PR #1150, opened 2022-04-05
feat: Manage executable path in darlingserver

trungnt2910:
With darlingserver managing executable paths, `_proc_pidinfo_pathinfo` can get the path from darlingserver instead of procfs (which points to mldr instead of the real path).

Also, `mldr` now announces the executable path after loading and before starting the thread.

### DIFF
--- a/src/kernel/emulation/linux/misc/proc_info.c
+++ b/src/kernel/emulation/linux/misc/proc_info.c
@@ -646,11 +646,19 @@ static bool parse_smaps_firstline(
 static long _proc_pidinfo_pathinfo(int32_t pid, void* buffer, int32_t bufsize)
 {
 	struct vchroot_unexpand_args args;
+	uint64_t fullLength;
 
-	int rv = dserver_rpc_get_executable_path(pid, args.path, sizeof(args.path));
+	int rv = dserver_rpc_get_executable_path(pid, args.path, sizeof(args.path), &fullLength);
 
-	if (rv < 0)
-		return rv;
+	if (rv < 0) 
+	{
+		__simple_printf("dserver_rpc_get_executable_path failed internally: %d\n", rv);
+		__simple_abort();
+	}
+	else if (rv > 0) 
+	{
+		return -rv;
+	}
 
 	rv = vchroot_unexpand(&args);
 	if (rv != 0)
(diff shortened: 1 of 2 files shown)


src/startup/mldr/mldr.c
```diff
@@ -188,6 +188,8 @@ int main(int argc, char** argv, char** envp)
 		exit(1);
 	}
 
+	dserver_rpc_set_executable_path(filename, strlen(filename));
```
facekapow, line 191: Error handling, just in case (which is just exiting since we can't actually do anything without the server):
```suggestion
	if (dserver_rpc_set_executable_path(filename, strlen(filename)) < 0) {
		fprintf(stderr, "Failed to tell darlingserver about our executable path\n");
		exit(1);
	}
```

src/kernel/emulation/linux/misc/proc_info.c
```diff
@@ -645,20 +645,13 @@ static bool parse_smaps_firstline(
...
 	struct vchroot_unexpand_args args;
 
-	__simple_sprintf(path, "/proc/%d/exe", pid);
-
-	memset(buffer, 0, bufsize);
-	int rv = sys_readlink(path, buffer, bufsize - 1);
+	int rv = dserver_rpc_get_executable_path(pid, args.path, sizeof(args.path));
 
 	if (rv < 0)
 		return rv;
```
facekapow, line 653: Like I said [here](https://github.com/darlinghq/darlingserver/pull/1/files#r842329980), negative error codes from RPC calls indicate internal errors; we should abort on internal errors (maybe handling this should be moved into the RPC wrapper code later). However, positive error codes are okay (e.g. in this case, it'd okay to get positive `ESRCH`).
`_proc_pidinfo_pathinfo` is expected to return negative error codes, however, so when we get a positive error code from the server, we can negate it and return it to the user:
```suggestion
	if (rv < 0) {
		__simple_printf("dserver_rpc_get_executable_path failed internally: %d\n", rv);
		__simple_abort();
	} else if (rv > 0) {
		return -rv;
	}
```

facekapow (changes requested):
Looks good, but also requires some changes discussed in the darlingserver PR.

facekapow:
Like I said in the darlingserver PR, there are things you wouldn't know to do because I simply haven't documented them (e.g. the meaning of negative error codes from RPC calls).

trungnt2910:
Fixed.

facekapow (approved):
LGTM, just need to update the darlingserver commit to point to the merge.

------------------------------------------------------------

For this exercise, output the records in full, exactly.

**Answer for the task:**
PR #1150, opened 2022-04-05
feat: Manage executable path in darlingserver

trungnt2910:
With darlingserver managing executable paths, `_proc_pidinfo_pathinfo` can get the path from darlingserver instead of procfs (which points to mldr instead of the real path).

Also, `mldr` now announces the executable path after loading and before starting the thread.

### DIFF
--- a/src/kernel/emulation/linux/misc/proc_info.c
+++ b/src/kernel/emulation/linux/misc/proc_info.c
@@ -646,11 +646,19 @@ static bool parse_smaps_firstline(
 static long _proc_pidinfo_pathinfo(int32_t pid, void* buffer, int32_t bufsize)
 {
 	struct vchroot_unexpand_args args;
+	uint64_t fullLength;
 
-	int rv = dserver_rpc_get_executable_path(pid, args.path, sizeof(args.path));
+	int rv = dserver_rpc_get_executable_path(pid, args.path, sizeof(args.path), &fullLength);
 
-	if (rv < 0)
-		return rv;
+	if (rv < 0) 
+	{
+		__simple_printf("dserver_rpc_get_executable_path failed internally: %d\n", rv);
+		__simple_abort();
+	}
+	else if (rv > 0) 
+	{
+		return -rv;
+	}
 
 	rv = vchroot_unexpand(&args);
 	if (rv != 0)
(diff shortened: 1 of 2 files shown)


src/startup/mldr/mldr.c
```diff
@@ -188,6 +188,8 @@ int main(int argc, char** argv, char** envp)
 		exit(1);
 	}
 
+	dserver_rpc_set_executable_path(filename, strlen(filename));
```
facekapow, line 191: Error handling, just in case (which is just exiting since we can't actually do anything without the server):
```suggestion
	if (dserver_rpc_set_executable_path(filename, strlen(filename)) < 0) {
		fprintf(stderr, "Failed to tell darlingserver about our executable path\n");
		exit(1);
	}
```

src/kernel/emulation/linux/misc/proc_info.c
```diff
@@ -645,20 +645,13 @@ static bool parse_smaps_firstline(
...
 	struct vchroot_unexpand_args args;
 
-	__simple_sprintf(path, "/proc/%d/exe", pid);
-
-	memset(buffer, 0, bufsize);
-	int rv = sys_readlink(path, buffer, bufsize - 1);
+	int rv = dserver_rpc_get_executable_path(pid, args.path, sizeof(args.path));
 
 	if (rv < 0)
 		return rv;
```
facekapow, line 653: Like I said [here](https://github.com/darlinghq/darlingserver/pull/1/files#r842329980), negative error codes from RPC calls indicate internal errors; we should abort on internal errors (maybe handling this should be moved into the RPC wrapper code later). However, positive error codes are okay (e.g. in this case, it'd okay to get positive `ESRCH`).
`_proc_pidinfo_pathinfo` is expected to return negative error codes, however, so when we get a positive error code from the server, we can negate it and return it to the user:
```suggestion
	if (rv < 0) {
		__simple_printf("dserver_rpc_get_executable_path failed internally: %d\n", rv);
		__simple_abort();
	} else if (rv > 0) {
		return -rv;
	}
```

facekapow (changes requested):
Looks good, but also requires some changes discussed in the darlingserver PR.

facekapow:
Like I said in the darlingserver PR, there are things you wouldn't know to do because I simply haven't documented them (e.g. the meaning of negative error codes from RPC calls).

trungnt2910:
Fixed.

facekapow (approved):
LGTM, just need to update the darlingserver commit to point to the merge.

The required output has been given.